As soon as the line containing "Any ideas how" appears in the material below, start returning lines exactly, and end with the line containing "Quickstart Guide - follow".
:: GIVEN ENTRIES
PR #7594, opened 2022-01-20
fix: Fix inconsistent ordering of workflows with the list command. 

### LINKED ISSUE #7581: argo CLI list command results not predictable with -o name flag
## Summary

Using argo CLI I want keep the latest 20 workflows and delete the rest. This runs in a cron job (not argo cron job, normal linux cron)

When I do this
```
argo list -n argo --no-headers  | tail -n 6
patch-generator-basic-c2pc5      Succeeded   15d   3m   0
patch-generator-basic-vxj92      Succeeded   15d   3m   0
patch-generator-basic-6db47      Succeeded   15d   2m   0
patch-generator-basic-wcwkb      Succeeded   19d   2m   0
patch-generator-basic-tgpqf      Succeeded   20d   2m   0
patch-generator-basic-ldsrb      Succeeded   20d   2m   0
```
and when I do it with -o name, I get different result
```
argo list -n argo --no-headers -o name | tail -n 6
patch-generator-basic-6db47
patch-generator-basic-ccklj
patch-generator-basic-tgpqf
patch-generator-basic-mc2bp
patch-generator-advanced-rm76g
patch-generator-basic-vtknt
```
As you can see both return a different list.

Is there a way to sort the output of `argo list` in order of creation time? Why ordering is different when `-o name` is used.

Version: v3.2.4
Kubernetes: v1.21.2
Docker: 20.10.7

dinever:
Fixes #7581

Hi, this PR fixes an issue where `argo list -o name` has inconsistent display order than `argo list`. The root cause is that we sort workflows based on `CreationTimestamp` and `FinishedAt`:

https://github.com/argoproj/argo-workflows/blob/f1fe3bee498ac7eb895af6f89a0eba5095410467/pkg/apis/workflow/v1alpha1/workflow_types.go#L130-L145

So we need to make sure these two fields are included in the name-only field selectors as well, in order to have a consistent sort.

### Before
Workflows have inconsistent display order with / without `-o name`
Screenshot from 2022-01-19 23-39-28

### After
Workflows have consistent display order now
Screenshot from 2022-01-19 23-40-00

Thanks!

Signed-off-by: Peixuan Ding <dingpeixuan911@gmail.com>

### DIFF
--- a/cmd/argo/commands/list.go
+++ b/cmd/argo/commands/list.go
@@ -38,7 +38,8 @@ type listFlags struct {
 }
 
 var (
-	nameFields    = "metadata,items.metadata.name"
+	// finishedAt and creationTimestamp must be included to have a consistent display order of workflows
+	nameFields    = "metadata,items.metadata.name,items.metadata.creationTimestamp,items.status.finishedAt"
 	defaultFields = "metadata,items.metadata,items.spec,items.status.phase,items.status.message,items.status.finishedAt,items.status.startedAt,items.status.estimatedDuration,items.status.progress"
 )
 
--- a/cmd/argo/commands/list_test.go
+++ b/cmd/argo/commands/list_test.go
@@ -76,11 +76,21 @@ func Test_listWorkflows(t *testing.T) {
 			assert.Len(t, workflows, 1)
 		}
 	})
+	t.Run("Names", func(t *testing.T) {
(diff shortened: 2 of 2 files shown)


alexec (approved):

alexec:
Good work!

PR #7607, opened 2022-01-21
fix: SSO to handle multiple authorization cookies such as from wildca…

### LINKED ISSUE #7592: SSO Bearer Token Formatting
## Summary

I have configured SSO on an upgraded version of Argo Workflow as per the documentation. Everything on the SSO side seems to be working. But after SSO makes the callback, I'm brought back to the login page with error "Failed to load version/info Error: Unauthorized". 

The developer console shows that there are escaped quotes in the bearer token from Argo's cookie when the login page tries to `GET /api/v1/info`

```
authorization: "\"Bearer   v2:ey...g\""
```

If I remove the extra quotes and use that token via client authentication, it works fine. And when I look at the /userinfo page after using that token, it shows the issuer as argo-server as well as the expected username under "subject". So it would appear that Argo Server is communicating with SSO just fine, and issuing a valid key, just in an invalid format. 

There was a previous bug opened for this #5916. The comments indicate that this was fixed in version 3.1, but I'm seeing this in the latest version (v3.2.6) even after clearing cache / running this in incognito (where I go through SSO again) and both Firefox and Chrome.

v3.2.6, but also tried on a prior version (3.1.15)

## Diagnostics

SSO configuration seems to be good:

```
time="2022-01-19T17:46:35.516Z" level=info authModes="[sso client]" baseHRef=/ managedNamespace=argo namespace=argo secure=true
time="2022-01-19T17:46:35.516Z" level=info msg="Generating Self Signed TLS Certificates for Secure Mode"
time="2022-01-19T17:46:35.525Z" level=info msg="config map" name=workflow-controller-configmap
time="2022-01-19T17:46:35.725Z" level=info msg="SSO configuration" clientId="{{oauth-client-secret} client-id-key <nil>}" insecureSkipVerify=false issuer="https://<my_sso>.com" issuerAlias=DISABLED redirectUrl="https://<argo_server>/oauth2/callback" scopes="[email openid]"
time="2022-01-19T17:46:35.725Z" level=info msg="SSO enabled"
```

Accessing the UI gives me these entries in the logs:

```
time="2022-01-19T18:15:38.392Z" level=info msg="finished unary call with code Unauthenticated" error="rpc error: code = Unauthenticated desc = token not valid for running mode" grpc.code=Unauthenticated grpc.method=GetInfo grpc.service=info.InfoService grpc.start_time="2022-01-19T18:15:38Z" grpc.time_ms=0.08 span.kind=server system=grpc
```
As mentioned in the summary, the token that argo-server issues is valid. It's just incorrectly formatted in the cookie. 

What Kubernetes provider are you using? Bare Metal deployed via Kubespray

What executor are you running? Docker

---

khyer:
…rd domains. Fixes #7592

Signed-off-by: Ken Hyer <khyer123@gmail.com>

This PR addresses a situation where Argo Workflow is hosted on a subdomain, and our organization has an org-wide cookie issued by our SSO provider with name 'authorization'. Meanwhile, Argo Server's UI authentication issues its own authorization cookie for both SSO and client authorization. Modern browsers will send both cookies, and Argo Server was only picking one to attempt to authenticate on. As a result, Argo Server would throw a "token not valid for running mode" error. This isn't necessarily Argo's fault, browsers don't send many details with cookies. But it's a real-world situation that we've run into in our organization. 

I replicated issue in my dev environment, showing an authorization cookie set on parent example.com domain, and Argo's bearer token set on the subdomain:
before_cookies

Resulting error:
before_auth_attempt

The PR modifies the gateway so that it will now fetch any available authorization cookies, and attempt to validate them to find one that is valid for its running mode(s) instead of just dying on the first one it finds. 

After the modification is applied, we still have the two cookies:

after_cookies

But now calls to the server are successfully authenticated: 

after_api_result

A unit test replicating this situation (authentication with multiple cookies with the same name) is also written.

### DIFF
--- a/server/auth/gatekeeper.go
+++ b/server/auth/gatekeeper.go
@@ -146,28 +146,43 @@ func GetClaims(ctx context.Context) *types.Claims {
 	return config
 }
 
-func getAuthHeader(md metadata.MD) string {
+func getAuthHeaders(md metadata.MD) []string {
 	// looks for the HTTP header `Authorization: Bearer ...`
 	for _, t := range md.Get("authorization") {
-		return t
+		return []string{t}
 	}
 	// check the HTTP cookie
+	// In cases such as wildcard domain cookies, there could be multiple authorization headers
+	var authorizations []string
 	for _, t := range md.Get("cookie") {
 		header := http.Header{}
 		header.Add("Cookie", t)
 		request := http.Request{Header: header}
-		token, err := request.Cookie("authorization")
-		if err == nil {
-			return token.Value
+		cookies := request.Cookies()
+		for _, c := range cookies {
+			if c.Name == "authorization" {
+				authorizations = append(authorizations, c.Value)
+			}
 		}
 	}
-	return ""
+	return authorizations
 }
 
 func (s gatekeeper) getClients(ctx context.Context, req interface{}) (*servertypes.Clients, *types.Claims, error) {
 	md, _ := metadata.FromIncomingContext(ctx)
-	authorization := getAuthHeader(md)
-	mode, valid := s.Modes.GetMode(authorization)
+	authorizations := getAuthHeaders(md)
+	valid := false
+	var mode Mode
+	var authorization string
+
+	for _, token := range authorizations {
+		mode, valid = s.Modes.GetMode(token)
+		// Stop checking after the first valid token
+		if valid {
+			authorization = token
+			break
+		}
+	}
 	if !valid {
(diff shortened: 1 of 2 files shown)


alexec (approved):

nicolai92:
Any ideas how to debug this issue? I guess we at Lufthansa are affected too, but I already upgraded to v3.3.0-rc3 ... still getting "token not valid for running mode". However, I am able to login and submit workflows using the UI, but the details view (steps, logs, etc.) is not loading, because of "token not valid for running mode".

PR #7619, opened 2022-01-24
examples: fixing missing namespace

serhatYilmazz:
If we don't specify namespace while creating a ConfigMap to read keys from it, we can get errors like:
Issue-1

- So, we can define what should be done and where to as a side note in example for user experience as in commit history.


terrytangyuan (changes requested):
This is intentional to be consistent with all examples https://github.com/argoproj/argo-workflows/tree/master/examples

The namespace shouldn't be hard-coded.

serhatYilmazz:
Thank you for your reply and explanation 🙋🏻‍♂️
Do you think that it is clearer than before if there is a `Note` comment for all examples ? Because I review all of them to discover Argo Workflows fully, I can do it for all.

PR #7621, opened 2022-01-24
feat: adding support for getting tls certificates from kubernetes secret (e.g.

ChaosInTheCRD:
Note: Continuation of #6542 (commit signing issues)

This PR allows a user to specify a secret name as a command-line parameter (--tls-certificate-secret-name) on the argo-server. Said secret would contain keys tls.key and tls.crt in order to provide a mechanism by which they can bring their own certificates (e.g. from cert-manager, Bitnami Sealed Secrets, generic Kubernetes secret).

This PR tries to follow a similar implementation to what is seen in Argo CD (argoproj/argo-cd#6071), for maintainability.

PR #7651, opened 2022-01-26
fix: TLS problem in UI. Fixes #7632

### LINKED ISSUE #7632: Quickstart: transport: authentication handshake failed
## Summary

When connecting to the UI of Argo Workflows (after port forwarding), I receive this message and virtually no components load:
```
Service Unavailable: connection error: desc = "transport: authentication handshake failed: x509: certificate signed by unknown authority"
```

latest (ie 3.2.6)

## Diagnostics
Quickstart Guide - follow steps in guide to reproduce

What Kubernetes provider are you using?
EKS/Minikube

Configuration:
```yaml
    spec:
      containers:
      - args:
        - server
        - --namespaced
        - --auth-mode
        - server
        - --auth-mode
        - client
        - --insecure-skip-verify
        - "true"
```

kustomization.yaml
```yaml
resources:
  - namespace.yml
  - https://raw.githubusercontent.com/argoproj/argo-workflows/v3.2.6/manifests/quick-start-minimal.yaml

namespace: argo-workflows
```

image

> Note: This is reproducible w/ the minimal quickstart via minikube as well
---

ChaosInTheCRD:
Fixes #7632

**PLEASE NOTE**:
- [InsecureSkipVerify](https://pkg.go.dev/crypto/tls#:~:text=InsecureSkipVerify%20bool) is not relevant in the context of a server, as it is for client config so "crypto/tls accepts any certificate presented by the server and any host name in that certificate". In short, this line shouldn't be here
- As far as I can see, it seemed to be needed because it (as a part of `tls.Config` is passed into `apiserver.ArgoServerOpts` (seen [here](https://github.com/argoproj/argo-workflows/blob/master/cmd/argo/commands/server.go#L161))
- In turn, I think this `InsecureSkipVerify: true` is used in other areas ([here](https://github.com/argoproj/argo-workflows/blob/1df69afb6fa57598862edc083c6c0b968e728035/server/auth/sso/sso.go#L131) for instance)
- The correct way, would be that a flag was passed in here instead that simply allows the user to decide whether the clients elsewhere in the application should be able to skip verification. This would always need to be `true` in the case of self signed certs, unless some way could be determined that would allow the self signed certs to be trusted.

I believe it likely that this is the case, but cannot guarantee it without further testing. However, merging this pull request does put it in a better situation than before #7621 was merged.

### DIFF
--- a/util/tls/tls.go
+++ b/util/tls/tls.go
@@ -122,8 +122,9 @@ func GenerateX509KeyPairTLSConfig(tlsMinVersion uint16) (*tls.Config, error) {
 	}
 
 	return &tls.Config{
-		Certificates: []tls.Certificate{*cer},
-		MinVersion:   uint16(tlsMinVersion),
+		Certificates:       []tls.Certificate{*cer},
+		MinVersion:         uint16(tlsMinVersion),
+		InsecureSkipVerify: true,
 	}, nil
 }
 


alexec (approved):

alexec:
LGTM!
::::
EXPECTED ANSWER
Any ideas how to debug this issue? I guess we at Lufthansa are affected too, but I already upgraded to v3.3.0-rc3 ... still getting "token not valid for running mode". However, I am able to login and submit workflows using the UI, but the details view (steps, logs, etc.) is not loading, because of "token not valid for running mode".

PR #7619, opened 2022-01-24
examples: fixing missing namespace

serhatYilmazz:
If we don't specify namespace while creating a ConfigMap to read keys from it, we can get errors like:
Issue-1

- So, we can define what should be done and where to as a side note in example for user experience as in commit history.


terrytangyuan (changes requested):
This is intentional to be consistent with all examples https://github.com/argoproj/argo-workflows/tree/master/examples

The namespace shouldn't be hard-coded.

serhatYilmazz:
Thank you for your reply and explanation 🙋🏻‍♂️
Do you think that it is clearer than before if there is a `Note` comment for all examples ? Because I review all of them to discover Argo Workflows fully, I can do it for all.

PR #7621, opened 2022-01-24
feat: adding support for getting tls certificates from kubernetes secret (e.g.

ChaosInTheCRD:
Note: Continuation of #6542 (commit signing issues)

This PR allows a user to specify a secret name as a command-line parameter (--tls-certificate-secret-name) on the argo-server. Said secret would contain keys tls.key and tls.crt in order to provide a mechanism by which they can bring their own certificates (e.g. from cert-manager, Bitnami Sealed Secrets, generic Kubernetes secret).

This PR tries to follow a similar implementation to what is seen in Argo CD (argoproj/argo-cd#6071), for maintainability.

PR #7651, opened 2022-01-26
fix: TLS problem in UI. Fixes #7632

### LINKED ISSUE #7632: Quickstart: transport: authentication handshake failed
## Summary

When connecting to the UI of Argo Workflows (after port forwarding), I receive this message and virtually no components load:
```
Service Unavailable: connection error: desc = "transport: authentication handshake failed: x509: certificate signed by unknown authority"
```

latest (ie 3.2.6)

## Diagnostics
Quickstart Guide - follow steps in guide to reproduce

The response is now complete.